• Study material:
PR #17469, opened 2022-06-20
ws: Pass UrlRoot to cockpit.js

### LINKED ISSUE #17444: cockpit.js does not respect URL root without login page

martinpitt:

* * *

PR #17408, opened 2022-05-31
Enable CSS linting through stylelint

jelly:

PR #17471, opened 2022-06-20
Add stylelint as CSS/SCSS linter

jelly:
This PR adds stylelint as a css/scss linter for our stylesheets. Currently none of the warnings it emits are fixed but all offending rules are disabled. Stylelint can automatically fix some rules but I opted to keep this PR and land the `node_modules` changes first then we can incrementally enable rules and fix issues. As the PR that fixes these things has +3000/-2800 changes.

• Your assignment: Lines to set down from above: the line with "Add stylelint as CSS/SCSS linter", the line with "This PR adds", and every line between, each exactly as written.

• Result of the task:
Add stylelint as CSS/SCSS linter

jelly:
This PR adds stylelint as a css/scss linter for our stylesheets. Currently none of the warnings it emits are fixed but all offending rules are disabled. Stylelint can automatically fix some rules but I opted to keep this PR and land the `node_modules` changes first then we can incrementally enable rules and fix issues. As the PR that fixes these things has +3000/-2800 changes.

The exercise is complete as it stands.